**Work item**
All of the entries below should be copied exactly as they appear.

**Material supplied**
───
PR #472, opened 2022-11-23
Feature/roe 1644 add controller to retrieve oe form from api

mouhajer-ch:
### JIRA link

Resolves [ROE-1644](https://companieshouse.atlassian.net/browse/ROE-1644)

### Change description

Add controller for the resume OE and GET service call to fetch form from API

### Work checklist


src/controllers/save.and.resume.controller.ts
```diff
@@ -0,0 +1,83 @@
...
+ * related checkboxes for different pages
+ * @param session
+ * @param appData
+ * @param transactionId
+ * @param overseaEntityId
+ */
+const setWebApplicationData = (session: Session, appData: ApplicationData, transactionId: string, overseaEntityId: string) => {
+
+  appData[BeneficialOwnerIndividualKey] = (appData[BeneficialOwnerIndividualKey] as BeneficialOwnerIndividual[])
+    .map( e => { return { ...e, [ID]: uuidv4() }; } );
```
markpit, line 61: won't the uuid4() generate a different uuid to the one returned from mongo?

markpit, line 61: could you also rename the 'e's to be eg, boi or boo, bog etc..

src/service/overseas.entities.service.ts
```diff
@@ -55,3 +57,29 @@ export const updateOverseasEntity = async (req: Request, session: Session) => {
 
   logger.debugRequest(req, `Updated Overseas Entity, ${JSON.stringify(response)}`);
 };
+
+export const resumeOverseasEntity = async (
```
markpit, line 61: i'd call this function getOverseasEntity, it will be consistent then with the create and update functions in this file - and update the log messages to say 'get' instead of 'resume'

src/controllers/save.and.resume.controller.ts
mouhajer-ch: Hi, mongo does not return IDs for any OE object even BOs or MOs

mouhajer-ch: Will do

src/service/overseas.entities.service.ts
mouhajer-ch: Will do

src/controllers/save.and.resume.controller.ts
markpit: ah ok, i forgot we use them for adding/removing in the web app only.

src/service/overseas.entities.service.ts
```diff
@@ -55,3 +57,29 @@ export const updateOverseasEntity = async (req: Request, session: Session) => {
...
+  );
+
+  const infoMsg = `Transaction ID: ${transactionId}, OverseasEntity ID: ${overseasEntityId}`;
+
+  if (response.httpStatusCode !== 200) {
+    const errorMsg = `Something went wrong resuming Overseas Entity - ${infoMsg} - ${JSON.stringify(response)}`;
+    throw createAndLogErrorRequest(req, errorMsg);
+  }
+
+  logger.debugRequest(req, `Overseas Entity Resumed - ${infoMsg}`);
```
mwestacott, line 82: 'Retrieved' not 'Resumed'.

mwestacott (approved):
───
**Finished exercise**
PR #472, opened 2022-11-23
Feature/roe 1644 add controller to retrieve oe form from api

mouhajer-ch:
### JIRA link

Resolves [ROE-1644](https://companieshouse.atlassian.net/browse/ROE-1644)

### Change description

Add controller for the resume OE and GET service call to fetch form from API

### Work checklist


src/controllers/save.and.resume.controller.ts
```diff
@@ -0,0 +1,83 @@
...
+ * related checkboxes for different pages
+ * @param session
+ * @param appData
+ * @param transactionId
+ * @param overseaEntityId
+ */
+const setWebApplicationData = (session: Session, appData: ApplicationData, transactionId: string, overseaEntityId: string) => {
+
+  appData[BeneficialOwnerIndividualKey] = (appData[BeneficialOwnerIndividualKey] as BeneficialOwnerIndividual[])
+    .map( e => { return { ...e, [ID]: uuidv4() }; } );
```
markpit, line 61: won't the uuid4() generate a different uuid to the one returned from mongo?

markpit, line 61: could you also rename the 'e's to be eg, boi or boo, bog etc..

src/service/overseas.entities.service.ts
```diff
@@ -55,3 +57,29 @@ export const updateOverseasEntity = async (req: Request, session: Session) => {
 
   logger.debugRequest(req, `Updated Overseas Entity, ${JSON.stringify(response)}`);
 };
+
+export const resumeOverseasEntity = async (
```
markpit, line 61: i'd call this function getOverseasEntity, it will be consistent then with the create and update functions in this file - and update the log messages to say 'get' instead of 'resume'

src/controllers/save.and.resume.controller.ts
mouhajer-ch: Hi, mongo does not return IDs for any OE object even BOs or MOs

mouhajer-ch: Will do

src/service/overseas.entities.service.ts
mouhajer-ch: Will do

src/controllers/save.and.resume.controller.ts
markpit: ah ok, i forgot we use them for adding/removing in the web app only.

src/service/overseas.entities.service.ts
```diff
@@ -55,3 +57,29 @@ export const updateOverseasEntity = async (req: Request, session: Session) => {
...
+  );
+
+  const infoMsg = `Transaction ID: ${transactionId}, OverseasEntity ID: ${overseasEntityId}`;
+
+  if (response.httpStatusCode !== 200) {
+    const errorMsg = `Something went wrong resuming Overseas Entity - ${infoMsg} - ${JSON.stringify(response)}`;
+    throw createAndLogErrorRequest(req, errorMsg);
+  }
+
+  logger.debugRequest(req, `Overseas Entity Resumed - ${infoMsg}`);
```
mwestacott, line 82: 'Retrieved' not 'Resumed'.

mwestacott (approved):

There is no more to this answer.